Also, clinical relationships of IL-17 and IL-17 receptor family cytokines in HCC are still unknown. In this study, we demonstrated high expression of IL-17 and IL-17RE were promising predictors for poor outcome of HCC after resection, and activated human HSCs induced in vitro expansion of IL-17 producing CD4+ T cells, therefore indicating the intrinsic association among various inflammatory/immune cells and cytokines involved in the progress of tumor.
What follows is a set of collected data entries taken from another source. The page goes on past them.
PR #11502, opened 2025-02-27
fix: Makefile improvements for better DX

rpowis:

- Fixes #[ISSUE NUMBER]


alexgarel (approved):
Ok ! I tend to use grep -P because in a perl project, it's easier to read for everyone ;-)

rpowis:
> Ok ! I tend to use grep -P because in a perl project, it's easier to read for everyone ;-)

I thought that was the case 😄  Unfortunately all greps aren't made equal 😢

rpowis:
@alexgarel this can this be merged now, unless you need me to make any changes 👍

PR #11528, opened 2025-03-03
fix: Override no_cache parameter if database is explicitly set to off-query

john-gom:

### What

When testing popularity queries via off-query we need to set the no_cache parameter but this supresses using off-query for some counts

- Part of #11334


stephanegigandet (approved):
Maybe we should rename can_use_query_cache() to can_use_off_query(). It's not really a cache now.

PR #11535, opened 2025-03-04
chore: use a .log extension for apache2 logs

alexgarel:
To have logrotate works correctly

(Already deployed to production)


teolemon (approved):

teolemon (commented):
Do we have any scripts, processes, 3rd party services listening to that specific location ? @alexgarel

stephanegigandet (approved):

PR #11555, opened 2025-03-07
fix: added skip tests while docs updations

JagjeevanAK:
### What
Added skip test feature when docs are updated only.
Also, Upgraded the node version from 12.x to 20.x, as Nodejs 12 is no longer maintained and has been deprecated.


rpowis:
Haha. I was also doing this on a branch with a bunch of other workflow
improvements.

It should be bumped to 22 though, as that’s what’s specified in the
dockerfile.

rpowis (approved):
LGTM 👍 I can confirm it works [here](https://github.com/rpowis/openfoodfacts-server/actions/runs/13702168645/job/38318512889)

.github/workflows/pull_request.yml
```diff
@@ -19,7 +19,7 @@ concurrency:
 
 jobs:
   filter:
-    name: "Filter changed paths"
+    name: "Doc file changed"
```
rpowis, line 22: Hmmm. I'm not sure that's accurate as it's filtering out more than just docs (css, js, etc.)

JagjeevanAK: what should be updated according to you?

rpowis: does it need changing?

JagjeevanAK: I have reverted the change i thought it could be good to understand directly what is it's primary job in frist place.

.github/workflows/pull_request.yml
```diff
@@ -85,7 +108,7 @@ jobs:
     name: 🐪 Check Perl
     needs: build_backend
     runs-on: ubuntu-latest
-    if: github.event_name == 'pull_request'
+    if: github.event_name == 'pull_request' && needs.filter.outputs.code_changed == 'true'
```
alexgarel, line 111: No, you should not do this because this check must pass for PR to be merged.

Currently
image

I imagine we could skip the steps instead ?

alexgarel (changes requested):

.github/workflows/pull_request.yml
alexgarel: Or am I wrong ?
from https://docs.github.com/en/pull-requests/collaborating-with-pull-requests/collaborating-on-repositories-with-code-quality-features/about-status-checks
> A job that is skipped will report its status as "Success". It will not prevent a pull request from merging, even if it is a required check.

alexgarel (approved):
Hope this work, this would be a huge improvement.

@JagjeevanAK we have more "careful" rules to craft. For example if we only change taxonomies, we could avoid rebuilding the container and use the "main" image to test taxonomies.

.github/workflows/pull_request.yml
alexgarel: Indeed, I see now this was the case for this PR !

(maybe some times ago it was not the case, because I remember being block by that in the past…)

.github/workflows/pull_request.yml
```diff
@@ -88,8 +113,27 @@ jobs:
     if: github.event_name == 'pull_request'
     steps:
     - uses: actions/checkout@v4
+      # only run if code changes
+      if: env.run_tests == 'true'
```
alexgarel, line 117: You can't test the variable before you created it !

You have to put this stop under the one where you compute run_tests (that's why your tests are currently failing)

.github/workflows/pull_request.yml
```diff
@@ -88,8 +113,27 @@ jobs:
...
+        else
+          echo "Skipping Check Perl as no code changes detected."
+          echo "run_tests=false" >> $GITHUB_ENV
+        fi
+
+    - name: Exit Successfully if No Code Changes
+      if: env.run_tests == 'false'
+      run: |
+        echo "No relevant code changes detected. Marking as success."
+        exit 0
```
alexgarel, line 135: Only this step will exit… so this step does not bring anything. Your step computing the run_tests variable is already exiting 0, so you don't need this.

alexgarel:
@JagjeevanAK you used the step by step skipping approach, but it seems that skipping the whole job was also ok, so why don't you use it for Perl tests ?

JagjeevanAK:
Hey Alex, I have not completed my work after paper I will complete that.

.github/workflows/pull_request.yml
JagjeevanAK: Hey @alexgarel, I was in a hurry that day due to my exams, so I couldn't complete my work. I understand my mistake now, and I'll make the necessary improvements.

PR #11557, opened 2025-03-07
taxonomy: Make the Misc Facets consistent with their populated tags

teolemon:
### What
taxonomy: Make the Misc Facets consistent with their populated tags


benbenben2 (approved):
LGTM

Issue #11568, opened 2025-03-07
Report product link points to incorrect domain


areebahmeddd:
The "Report this product" link currently uses `nutripatrol.localhost`, which is incorrect. It should be updated to `nutripatrol.openfoodfacts.net` so that users are directed to the correct domain.

areebahmeddd:
Had to close the old PR because my formatter made unnecessary changes.

hangy:
The link is set in `.env` files, so that should just be a configuration issue:
 - Local dev: https://github.com/openfoodfacts/openfoodfacts-server/blob/2df34cc553cfd5f9e8280c1a54458784026fcc6f/.env#L77
 - Other deployments: https://github.com/openfoodfacts/openfoodfacts-server/tree/c4fa8289c722af5cad5811e93d67cd4a01826803/env

areebahmeddd:
I'm not quite sure I follow. If the URL is set in `.env`, why is it still hardcoded in the `href` across the files?

hangy:
> I'm not quite sure I follow. If the URL is set in `.env`, why is it still hardcoded in the `href` across the files?

The HTML files in `tests/integration` are the expected test results that are used to test if the code worked correctly. Therefore, `http://nutripatrol.localhost` should be correct there, for the integration test scenario.

areebahmeddd:
Looks good? @hangy 

Made changes: https://github.com/openfoodfacts/openfoodfacts-server/pull/11570/files

PR #11570, opened 2025-03-07
fix: update report product links to use the correct domain

areebahmeddd:
**Signed-off-by:** Areeb Ahmed [hi@areeb.cloud](mailto:hi@areeb.cloud)  

## Summary of Changes
**Fixes:** #11568  

- Updated incorrect report product links by updating the domain to `nutripatrol.openfoodfacts.net`.

### DIFF
--- a/.env
+++ b/.env
@@ -74,7 +74,7 @@ ODOO_CRM_PASSWORD=
 
 # No need to have it running, it's just to compose a URL
 # you might also use the .net service
-NUTRIPATROL_URL=http://nutripatrol.localhost
+NUTRIPATROL_URL=https://nutripatrol.openfoodfacts.org/
 
 BUILD_CACHE_REPO=openfoodfacts/openfoodfacts-build-cache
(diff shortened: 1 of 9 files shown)


.env
```diff
@@ -74,7 +74,7 @@ ODOO_CRM_PASSWORD=
 
 # No need to have it running, it's just to compose a URL
 # you might also use the .net service
-NUTRIPATROL_URL=http://nutripatrol.localhost
+NUTRIPATROL_URL=https://nutripatrol.openfoodfacts.org/
```
hangy, line 77: I do believe that `http://nutripatrol.localhost` was chosen here intentionally for local development. If there's wrong URL in production, can you show me where? May be able to give better advice then.

areebahmeddd: Umm, what I tried to do was report a product to the moderators, but it redirected me to a dead link instead. That was the issue I was trying to address in the PR.

image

Materials and methods Patients and specimens All archival

specimens were obtained from 300 consecutive HCC patients after surgical resection in 2007 (Table 1). A total of 111 serum samples of preoperative and postoperative this website (at 5 days) HCC and preoperative haemangioma patients were prospectively learn more collected at our hospital from January to July in 2011. Haemangioma patients had normal liver function in this cohort relative to normal, age matched donors. The experimental protocols

described in this study complied with the Ethics Review Committee of Zhongshan Hospital of Fudan University, and every patient provided written informed consent before enrollment. Table 1 Peritumoral and intratumoral IL-17RE expression according to characteristics of 300 HCC patients Characteristics Peritumoral IL-17RE Intratumoral IL-17RE     Low high p Low high p     n = 176 n = 124   n = 221 n = 79   Gender Male 144 109 0.197 187 66 0.857   Female 32 15 34 13     Age(years) ≤53 90 67 0.640 121 36 0.190

  >53 86 57 100 43     ALT(U/L) ≤75 154 109 1.000 193 70 0.844   >75 22 15 28 9     AFP(ng/ml) >20 104 87 0.52 138 53 0.498   ≤20 72 37   83 26   Hepatitis history Yes 130 88 0.601 62 20 0.769   No 46 36 159 59     Cirrhosis Yes 155 110 1.000 199 66 0.152   No 21 14 22 13     Vascular invasion Yes 38 46 0.004 61 23 0.884   No 138 78 160 56     Encapsulation Yes 89 68 0.483 114 43 0.695   No 87 56 107 36     Number Single 155 108 0.859 196 67 0.425   Multiple 21 16 25 12     Size(cm) ≤5 122 72 0.50 145 49 0.585   >5 54 52 76 30     Differentiation I-II 128 92 0.793 166 54 0.299   III-IV 48 32 55 25     TNM stage I 129 73 0.012 150 52 0.780   II-III 47 51 71 27     IL-17RE: interleukin-17receptor E; AFP: alpha Rutecarpine fetoprotein; ALT, alanine aminotransferase; TNM, tumor-node-metastasis. Tissue microarray design and immunocytochemistry TMAs were constructed as described previously [20]. All patients were monitored postoperatively until January 2012. The total numbers of positive cells of each core were evaluated by two independent investigators blind to clinical outcome and knowledge of the clinicopathologic data. Positive staining cells were screened (100X) and four most representative areas were observed (400X) to count using a Leica DMLA light microscope (Leica Microsystems, Wetzlar, Germany). Data were expressed as the mean (±SE) number cells for one computerized 400X microscopic field based on the triplicate samples obtained from each patient.